PR #76, opened 2024-10-28
fix: Convert OOB enums from panics to runtime errors

hans-tvs:


Arwalk (changes requested):
Excellent! Some minor changes requested. Thank you for catching this problem and fixing it.

src/protobuf.zig
```diff
@@ -825,7 +825,10 @@ fn decode_varint_value(comptime T: type, comptime varint_type: VarintType, raw:
                 else => @compileError("Invalid type " ++ @typeName(T) ++ " passed"),
             },
             .Bool => raw != 0,
-            .Enum => @as(T, @enumFromInt(@as(i32, @intCast(raw)))),
+            .Enum => if ((raw >> 32) != 0)
+                error.InvalidInput
+            else
+                @as(T, @enumFromInt(@as(i32, @bitCast(@as(u32, @intCast(raw)))))),
```
menduz, line 831: Why is there a new bitCast?

menduz (commented):
Could you add some comments about the motivations for the changeset? the motivation is not evident in the tests

hans-tvs:
Thanks for the suggestions. I took another pass at this.

> explicit error type

I used that particular error literal because it fit the problem well and appeared many times throughout the code. Does re-using the `DecodingError` you already have defined work here?

> `std.math.maxInt(i32)`
> Why is there a new bitcast?

These are related. It's valid for protobuf enums to have negative values, and the previous `@intCast` didn't suffice for those. The solution here uses an `@intCast`, as before`, to drop from 64 to 32 bits (cost varies from architecture to architecture, but it's cheap), and a `@bitCast` to assert that those bits are actually signed (free at runtime except in some esoteric microcontrollers and whatnot).

Regarding your suggestion, comparing to `std.math.maxInt(u32)` (not the signed version) seems reasonable.

> Can you add some comments about the motivations for the changeset?

I added comments in code for one of the tests; the other test was just a new test for existing behavior (mainly for my benefit, ensuring I hadn't made any egregious errors, but it usually doesn't hurt to add those tests upstream). I'm not totally sure what you're looking for, so would you mind taking a peek and explaining why that comment does or does not work?

menduz (approved):
Many thanks for the revisions

Arwalk (approved):

Arwalk:
Thanks again for your contribution.

hans-tvs:
Thank you so much for the fast review and for building this project in the first place :)

PR #79, opened 2024-10-30
update for zig 0.14.0-dev.2064+b5cafe223

mindon:


Arwalk:
Hello there, thanks for your contribution. As stated in the readme, the master branch is for stable zig, while the zig-master tries to be compatible with the latest zig. 

Can you try zig-master, and if any change is needed make a pr for this branch?

Thanks a lot.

■ ■ ■ ■

— Aim of the task —
What goes in the answer is the run of lines from the one holding "Many thanks for the revisions" to the end of the entries, reproduced exactly and with nothing else.

— Response to the exercise —
Many thanks for the revisions

Arwalk (approved):

Arwalk:
Thanks again for your contribution.

hans-tvs:
Thank you so much for the fast review and for building this project in the first place :)

PR #79, opened 2024-10-30
update for zig 0.14.0-dev.2064+b5cafe223

mindon:


Arwalk:
Hello there, thanks for your contribution. As stated in the readme, the master branch is for stable zig, while the zig-master tries to be compatible with the latest zig. 

Can you try zig-master, and if any change is needed make a pr for this branch?

Thanks a lot.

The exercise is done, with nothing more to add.